Bobby is the reason I have Blue Tegu hatchlings, he told me how to build the incubator and how to care for the eggs. It's best to call him, he doesn't always answer emails.

Many people think Rick has never produced a Tegu and bought them for resale. 

I go to thetegu.com to help out.

I'll get one of Bobby's Reds some day.


----------



## laurarfl (Nov 21, 2008)

That's a bummer about the site...I've always had fond memories of it.


Anyway, I like that site because it's the place that helped me learn about tegus when I first got mine...a little Colombian. Everyone was so helpful...Rick, Bobby, Kris (Worley), Josh. I won my little Kreacher through the contest over there...good times. It's not quite the same, but I know some folks, and I like the familiarity. I'm a creature of habit and it's so hard to go to new places!

I feel like I want to start storing files of info from that site, but there's a lot of good stuff here, too.


----------



## lotsareps (Nov 21, 2008)

i remember the end of the lizard king saga. thats about it


----------



## DaveDragon (Nov 21, 2008)

laurarfl said:


> I feel like I want to start storing files of info from that site, but there's a lot of good stuff here, too.

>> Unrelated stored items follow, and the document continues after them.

PR #3079, opened 2019-10-23
fix for HHH-13651

nyouna:
I added support for null element in embedded collection snapshot equality calculation as it was before (version < 5.4.4 or version < 5.3.11).
This prevent to get a NPE while calculating the equality because the current code try to compute hashcode for null object.

### DIFF
--- a/hibernate-core/src/main/java/org/hibernate/collection/internal/PersistentBag.java
+++ b/hibernate-core/src/main/java/org/hibernate/collection/internal/PersistentBag.java
@@ -67,6 +67,7 @@ public class PersistentBag extends AbstractPersistentCollection implements List 
 	public PersistentBag(SessionImplementor session) {
 		this( (SharedSessionContractImplementor) session );
 	}
+
 	/**
 	 * Constructs a PersistentBag
 	 *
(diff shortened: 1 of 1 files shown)


Sanne:
thanks @nyouna ! I'd merge it but it needs some more steps:

- [ ] use the Hibernate ORM code style
- [ ] the JIRA includes a test; would be nice toadapt it and include it in our regression tests
- [ ] if you could prefix commits with the JIRA code that would be great, like "HHH-13651
 NPE on flushing when ElementCollection field contains null element" rather than "fix for .."

if you could do this, that would be great!

nyouna:
@Sanne Thanks for the comment, i'll fix the 3 points you mentioned ASAP and will update the PR.
About the test case, I wrote it (sorry for using 2 different users for jira (Google IDP) and for github.
I'll already launched it and verified it passes after the fix.
I'll include it in the regression tests. Do you think it is ok to add a test to org.hibernate.test.collection.bag.PersistentBagTest or do you prefer me to add it as a new test class?

nyouna:
@Sanne : remarks 1 and 3 were pushed. just 1 point (and this is the reason for now that I didn't squashed the 2 commits) applying the codestyle to the modified file (PersistentBag) updated a few other lines that are not related to my change. It seems it wasn't applied before. Is it ok for you?

Sanne:
I've merged this and included an adapted version of the test. Thanks!

nyouna:
@Sanne Thanks!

There are programs you can use to capture the whole site to make it available off line. It might be time to do that.


----------



## PuffDragon (Nov 21, 2008)

> There are programs you can use to capture the whole site to make it available off line. It might be time to do that.



Can you link to any??


----------



## jor71 (Nov 21, 2008)

If someone there has full admin access to it, they can actually back up all of the fourms and post. If the site goes down, they can create their own website and import the database to the new site.


----------



## rule6660 (Nov 21, 2008)

Well last april i had talked to Rick at the NH reptile expo and he didnt have any tegu's with him then and only said that he lost Draco. I could of heard him wrong? And last Aug. i was at the maine reptile expo and he wasnt there sooo i dunno?


----------



## DaveDragon (Nov 21, 2008)

PuffDragon said:


> > There are programs you can use to capture the whole site to make it available off line. It might be time to do that.
> 
> 
> 
> Can you link to any??


I use Teleport Pro. http://www.tenmax.com/teleport/pro/home.htm There are many webcrawler/spider programs.

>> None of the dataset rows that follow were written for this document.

PR #3078, opened 2019-10-23
HHH-13685 Upgrade to Gradle 5

yrodiere:
https://hibernate.atlassian.net/browse/HHH-13685

Before we merge this, we need to upgrade and release three Gradle plugins:

* ~https://github.com/sebersole/gradle-maven-publish-auth/pull/20~ => Done
* ~https://github.com/hibernate/hibernate-matrix-testing/pull/9~ => Done
* ~https://github.com/sebersole/gradle-xjc-plugin/pull/3~ => Done

I checked:

* publishing to the local Maven repository
* publishing snapshots to nexus
* running the matrix plugin

I'd like to run tests on CI before we merge, but we need to release the Gradle plugins first.

PR #3080, opened 2019-10-25
HHH-13689 Replace uses of the deprecated osgi plugin with the biz.aQute.bnd plugin

yrodiere:
https://hibernate.atlassian.net/browse/HHH-13689

**DO NOT MERGE**: This pull request is based on #3078 (upgrade to Gradle 5), which should be merged first. This means the first few commits are those from #3078 , but they will disappear once #3078 is merged and I rebase the PR on master.

The OSGi plugin [is deprecated](https://docs.gradle.org/5.0-milestone-1/release-notes.html#deprecated-osgi-plugin) in Gradle 5, meaning we will have to switch to its replacement before we can think about upgrading to Gradle 6. And we will have to upgrade to Gradle 6 at some point, for JDK13+ support.

This PR addresses two points:

* Switching to the recommended replacement for the OSGi plugin, the [BND Gradle plugin](https://github.com/bndtools/bnd/tree/master/biz.aQute.bnd.gradle), and adapting the configuration (the syntax is a bit different).
* Adding more configuration to remove unwanted `Import-Packages`, unwanted package versions, etc.

I tried to keep the changes in the `MANIFEST.MF` files to a minimum. Compared to 5.4.7.Final, here is what will change:

* In `hibernate-core`, there are two new imported packages (`Import-Package` header): `com.ibm.websphere.jtaextensions` and `org.objectweb.jonas_tm`. The old plugin didn't detect the dependencies, but the new one does: we load classes from these packages dynamically, if they are present, in the transaction manager code. I made the imports optional and removed the version constraints, since I'm not sure what the version constraints are.
* In `hibernate-core`, there is a new `Private-Package` header that references two packages: `org.hibernate.xsd.cfg` and `org.hibernate.xsd.mapping`. From what I can tell, those packages only contain resources (XSD files). They weren't exported in 5.4.7.Final. The `Private-Package` header is just a byproduct of BND and does not change anything in OSGi runtimes (it's ignored).
* In `hibernate-gradle-plugin`, the `Import-Package`s for the Groovy APIs no longer point to a specific version (the "version" bit was removed). As far as I can tell, we don't have an explicit dependency to a specific version of Groovy in our own gradle files, so I think it makes sense? I can add a version manually, but I would need to know which version we want to target. Or, you know, we just leave it as is: I might be wrong, but running a Gradle plugin in an OSGi environment looks pretty niche.
* All OSGi instructions were removed from `javadoc` and `sources` JARs. Apparently they were copied there by mistake. If we wanted to restore them, it would be quite complicated with the new plugin.

### DIFF
--- a/build.gradle
+++ b/build.gradle
@@ -17,6 +17,7 @@ buildscript {
 		classpath 'org.asciidoctor:asciidoctor-gradle-plugin:1.5.7'
 		classpath 'com.jfrog.bintray.gradle:gradle-bintray-plugin:1.8.4'
 		classpath 'de.thetaphi:forbiddenapis:2.5'
+		classpath 'biz.aQute.bnd:biz.aQute.bnd.gradle:4.2.0'
 	}
 }
 
--- a/gradle/java-module.gradle
+++ b/gradle/java-module.gradle
@@ -26,7 +26,7 @@ apply from: rootProject.file( 'gradle/libraries.gradle' )
 apply from: rootProject.file( 'gradle/databases.gradle' )
 
 apply plugin: 'java'
-apply plugin: 'osgi'
+apply plugin: 'biz.aQute.bnd.builder'
 
 apply plugin: 'checkstyle'
 apply plugin: 'build-dashboard'
--- a/gradle/published-java-module.gradle
+++ b/gradle/published-java-module.gradle
@@ -10,69 +10,90 @@ apply from: rootProject.file( 'gradle/java-module.gradle' )
 apply from: rootProject.file( 'gradle/publishing-repos.gradle' )
 apply from: rootProject.file( 'gradle/publishing-pom.gradle' )
 
-
-
 // ~~~~~~~~~~~~~~~~~~~~~~~~~~~~~~~~~~~~~~~~~~~~~~~~~~~~~~~~~~~~~~~~~~~~~~~~~~~~
 // Jar
 
 jar {
-	manifest = osgiManifest {
-		// GRADLE-1411: Even if we override Imports and Exports
-		// auto-generation with instructions, classesDir and classpath
-		// need to be here (temporarily).
+	manifest {
+		attributes(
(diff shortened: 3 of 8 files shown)


yrodiere:
I just rebased and force-pushed, and checked the generated manifests again, just to be sure.

The changes mentioned in the description of this PR are still valid:

> * In `hibernate-core`, there are two new imported packages (`Import-Package` header): `com.ibm.websphere.jtaextensions` and `org.objectweb.jonas_tm`. The old plugin didn't detect the dependencies, but the new one does: we load classes from these packages dynamically, if they are present, in the transaction manager code. I made the imports optional and removed the version constraints, since I'm not sure what the version constraints are.
> * In `hibernate-core`, there is a new `Private-Package` header that references two packages: `org.hibernate.xsd.cfg` and `org.hibernate.xsd.mapping`. From what I can tell, those packages only contain resources (XSD files). They weren't exported in 5.4.7.Final. The `Private-Package` header is just a byproduct of BND and does not change anything in OSGi runtimes (it's ignored).
> * In `hibernate-gradle-plugin`, the `Import-Package`s for the Groovy APIs no longer point to a specific version (the "version" bit was removed). As far as I can tell, we don't have an explicit dependency to a specific version of Groovy in our own gradle files, so I think it makes sense? I can add a version manually, but I would need to know which version we want to target. Or, you know, we just leave it as is: I might be wrong, but running a Gradle plugin in an OSGi environment looks pretty niche.
> * All OSGi instructions were removed from `javadoc` and `sources` JARs. Apparently they were copied there by mistake. If we wanted to restore them, it would be quite complicated with the new plugin.

You can find the diff [here](https://gist.github.com/yrodiere/234146423b45654cb3e5266c951f6353).

sebersole:
Yes, that all sounds reasonable to me.

sebersole:
I had already run it locally and it passed for me

PR #3662, opened 2020-11-24
Work on column alias resolving

beikov:


hibernate-core/src/main/java/org/hibernate/query/internal/FetchBuilderJpa.java
```diff
@@ -6,31 +6,46 @@
...
+	private final List<String> columnNames;
 
-	public FetchBuilderJpa(NavigablePath navigablePath, String attributePath) {
+	public FetchBuilderJpa(
+			NavigablePath navigablePath,
+			String attributePath,
+			List<String> columnNames) {
 		this.navigablePath = navigablePath;
 		this.attributePath = attributePath;
+		this.columnNames = columnNames;
```
sebersole, line 48: Are these passed `columns` ever used here?

hibernate-core/src/main/java/org/hibernate/query/internal/FetchMementoJpa.java
```diff
@@ -19,10 +20,12 @@
 
 	private final NavigablePath fetchPath;
 	private final String attributePath;
+	private final List<String> columnNames;
 
-	public FetchMementoJpa(NavigablePath fetchPath, String attributePath) {
+	public FetchMementoJpa(NavigablePath fetchPath, String attributePath, List<String> columnNames) {
```
sebersole, line 25: Here again, the only use of the passed `columns` is to pass them to `FetchBuilderJpa` which seems to never use them.

sebersole (approved):
Added a few comments, but other than that lgtm

hibernate-core/src/main/java/org/hibernate/query/internal/FetchBuilderJpa.java
beikov: Should I delete `FetchBuilderJpa` and `FetchMementoJpa`? They were only used by this code section https://github.com/hibernate/hibernate-orm/pull/3662/files#diff-ef7d256eac99c70fe4b496c2b04708b3dc6f71a99d333ac1aeb18c344ef16484L398 which I changed

PR #3663, opened 2020-11-25
[Feature OP#91771] New PostgreSQL Dialect mapping CLOB/BLOB to VARCHAR/BYTEA in favor of using OID

mvalchev:


mvalchev:
mistake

I'm working on snagging theTegu.com now.


----------



## PuffDragon (Nov 21, 2008)

I'm trying out a free one right now. We'll see how it works.


----------



## DaveDragon (Nov 21, 2008)

DaveDragon said:


> I'm working on snagging theTegu.com now.


177MB.


----------



## laurarfl (Nov 21, 2008)

jor71 said:


> If someone there has full admin access to it, they can actually back up all of the fourms and post. If the site goes down, they can create their own website and import the database to the new site.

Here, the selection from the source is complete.